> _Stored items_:
PR #1046, opened 2023-03-02
Add retain_temp_files

### LINKED ISSUE #1036: When converting large VCFs ~50% of wall clock time is spent deleting temporary files
After the `concat_zarrs` step the temporary zarr files have to be deleted. As the VCF to convert gets larger the fraction of time taken by this step of the process rises - becoming more than half the time above a ~5GB compressed VCF, at least on the `NFS` system I'm using. This step should also use dask to parallelize the deletion of the files.

benjeffery:
- [x] Fixes #1036
- [x] Tests added


sgkit/io/vcf/utils.py
```diff
@@ -144,7 +145,9 @@ def temporary_directory(
         The directory may be specified as any fsspec URL.
     storage_options : Optional[Dict[str, str]], optional
         Any additional parameters for the storage backend (see `fsspec.open`).
-
+    retain_files : Optional[bool], optional
```
jeromekelleher, line 148: param name doesn't match here

benjeffery: Fixed

benjeffery:
Comments fixed - should be good to go.

sgkit/io/vcf/utils.py
```diff
@@ -129,6 +129,7 @@ def temporary_directory(
     prefix: Optional[str] = None,
     dir: Optional[PathType] = None,
     storage_options: Optional[Dict[str, str]] = None,
+    retain_temp_files: bool = None,
```
tomwhite, line 132: Should be `Optional[bool]`

tomwhite (approved):
LGTM

PR #9040, opened 2023-02-10
[IOTDB-5513] Fix duplicate LastQueryNode due to change of partition slot algorithm

lancelly:
see https://issues.apache.org/jira/browse/IOTDB-5513


server/src/main/java/org/apache/iotdb/db/mpp/plan/planner/distribution/ExchangeNodeAdder.java
```diff
@@ -447,9 +447,7 @@ private PlanNode processMultiChildNode(MultiChildProcessNode node, NodeGroupCont
         child -> {
           // If the child's region is NOT_ASSIGNED, it means the child do not belong to any
```
ericpai, line 448: It seems that this comment is not satisified the following logic any more, just remove it.

ericpai (approved):

JackieTien97 (approved):

PR #9041, opened 2023-02-10
[IOTDB-5514] Fix race condition in MemoryPool without synchronized block

ericpai:
See JIRA: https://issues.apache.org/jira/browse/IOTDB-5514


ericpai:
@lancelly @JackieTien97 PTAL

lancelly:
LGTM~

> _WHAT YOU SHOULD DO_: Using the data above, return each line exactly as written.

> _TASK SOLUTION_:
PR #1046, opened 2023-03-02
Add retain_temp_files

### LINKED ISSUE #1036: When converting large VCFs ~50% of wall clock time is spent deleting temporary files
After the `concat_zarrs` step the temporary zarr files have to be deleted. As the VCF to convert gets larger the fraction of time taken by this step of the process rises - becoming more than half the time above a ~5GB compressed VCF, at least on the `NFS` system I'm using. This step should also use dask to parallelize the deletion of the files.

benjeffery:
- [x] Fixes #1036
- [x] Tests added


sgkit/io/vcf/utils.py
```diff
@@ -144,7 +145,9 @@ def temporary_directory(
         The directory may be specified as any fsspec URL.
     storage_options : Optional[Dict[str, str]], optional
         Any additional parameters for the storage backend (see `fsspec.open`).
-
+    retain_files : Optional[bool], optional
```
jeromekelleher, line 148: param name doesn't match here

benjeffery: Fixed

benjeffery:
Comments fixed - should be good to go.

sgkit/io/vcf/utils.py
```diff
@@ -129,6 +129,7 @@ def temporary_directory(
     prefix: Optional[str] = None,
     dir: Optional[PathType] = None,
     storage_options: Optional[Dict[str, str]] = None,
+    retain_temp_files: bool = None,
```
tomwhite, line 132: Should be `Optional[bool]`

tomwhite (approved):
LGTM

PR #9040, opened 2023-02-10
[IOTDB-5513] Fix duplicate LastQueryNode due to change of partition slot algorithm

lancelly:
see https://issues.apache.org/jira/browse/IOTDB-5513


server/src/main/java/org/apache/iotdb/db/mpp/plan/planner/distribution/ExchangeNodeAdder.java
```diff
@@ -447,9 +447,7 @@ private PlanNode processMultiChildNode(MultiChildProcessNode node, NodeGroupCont
         child -> {
           // If the child's region is NOT_ASSIGNED, it means the child do not belong to any
```
ericpai, line 448: It seems that this comment is not satisified the following logic any more, just remove it.

ericpai (approved):

JackieTien97 (approved):

PR #9041, opened 2023-02-10
[IOTDB-5514] Fix race condition in MemoryPool without synchronized block

ericpai:
See JIRA: https://issues.apache.org/jira/browse/IOTDB-5514


ericpai:
@lancelly @JackieTien97 PTAL

lancelly:
LGTM~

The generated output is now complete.